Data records

+===+

PR #1547, opened 2018-11-28
Conditional dashboards

houshuang:
The dashboard object takes an optional value called displayCondition, which is similar to how configUI works - it can either take a string, the key of a config field which is turned into a boolean check, or a function which takes formdata as input and returns true/false.

Currently I've only made the coordinates dashboard for ac-quiz dependent on whether coordinates are added to questions. We might also check if the right answer has been added, for the Leaderboard, but I guess maybe sometimes we use it just to see who finishes first? Also have to look at the other dashboards to see if there are other things we can make conditional.

(The key objective is to avoid confusion among teachers).

Since we're only modifying the list of dashboards shown, but none of the logic about subscriptions etc, it shouldn't introduce any new bugs :)

### DIFF
--- a/frog/imports/ui/Dashboard/MultiWrapper.jsx
+++ b/frog/imports/ui/Dashboard/MultiWrapper.jsx
@@ -110,7 +110,8 @@ const MultiWrapper = (props: {
   dashboardData?: Object,
   session?: Object,
   object: Object,
-  ready?: boolean
+  ready?: boolean,
+  config?: Object
 }) => {
   const {
     dashboardData,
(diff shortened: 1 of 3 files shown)


frog/imports/ui/Dashboard/MultiWrapper.jsx
```diff
@@ -127,7 +128,24 @@ const MultiWrapper = (props: {
...
+    names ||
+    Object.keys(aTDash).filter(name => {
+      const cond = aTDash[name].displayCondition;
+      if (!cond) {
+        return true;
+      }
+      if (typeof cond === 'string') {
+        return !!activity.data[cond];
+      }
+      return cond(activity.data);
```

+===+

_YOUR TASK_
Transcribe verbatim. Cover the lines from the first line of the entries above to the line containing "The dashboard object", inclusive.

_TASK SOLUTION_
PR #1547, opened 2018-11-28
Conditional dashboards

houshuang:
The dashboard object takes an optional value called displayCondition, which is similar to how configUI works - it can either take a string, the key of a config field which is turned into a boolean check, or a function which takes formdata as input and returns true/false.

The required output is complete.